The Position Curse: LLMs Struggle to Locate the Last Few Items in a List
Identifies a fundamental limitation in LLMs' positional reasoning that is critical for code understanding and editing in large codebases.
LLMs achieve near-perfect accuracy on 'needle in a haystack' tasks but fail to retrieve the last few items in short lists, a failure termed the Position Curse. For example, Claude Opus 4.6 misidentifies the second-to-last line in a two-line code snippet most of the time. LoRA fine-tuning on a position-focused dataset (PosBench) improves retrieval but performance remains far from saturated.
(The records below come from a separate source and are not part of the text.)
PR #2559, opened 2017-06-28
WIP 1714 fluent react

fzzzy:


frontend/src/app/components/EmailDialog.js
```diff
@@ -49,11 +50,15 @@ export default class EmailDialog extends React.Component {
...
-          <h3 className="modal-header" data-l10n-id="emailOptInDialogTitle">Welcome to Test Pilot!</h3>
+          <Localized id="emailOptInDialogTitle">
+            <h3 className="modal-header">Welcome to Test Pilot!</h3>
+          </Localized>
           <div className="modal-cancel" onClick={e => this.skip(e)}/>
         </header>
         <div className="modal-content modal-form centered">
-          <p data-l10n-id="emailOptInMessage" className="">Find out about new experiments and see test results for experiments you&apos;ve tried.</p>
+          <Localized id="emailOptInMessage">
+            <p className="">Find out about new experiments and see test results for experiments you&apos;ve tried.</p>
```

Modern large language models (LLMs) can find a needle in a haystack (locating a single relevant fact buried among hundreds of thousands of irrelevant tokens) with near-saturated accuracy, yet fail to retrieve the last few items in a short list. We call this failure the Position Curse. For instance, even in a two-line code snippet, Claude Opus 4.6 misidentifies the second-to-last line most of the time. To characterize this failure, we evaluated two complementary queries: given a position in a sequence (of letters or words), retrieve the corresponding item; and given an item, return its position. Each position is specified as a forward or backward offset from an anchor, either an endpoint of the list (its start or end) or another item in the list. Across both open-source and frontier closed-source models, backward retrieval substantially lags forward retrieval. To test whether this capability can be rescued by post-training, we constructed PosBench, a position-focused training dataset. LoRA fine-tuning improves both forward and backward retrieval and generalizes to a held-out code-understanding benchmark (PyIndex), yet absolute performance remains far from saturated. As LLM coding agents increasingly operate over large codebases where precise indexing becomes essential for code understanding and editing, position-based retrieval emerges as a key capability for future pretraining objectives and model design.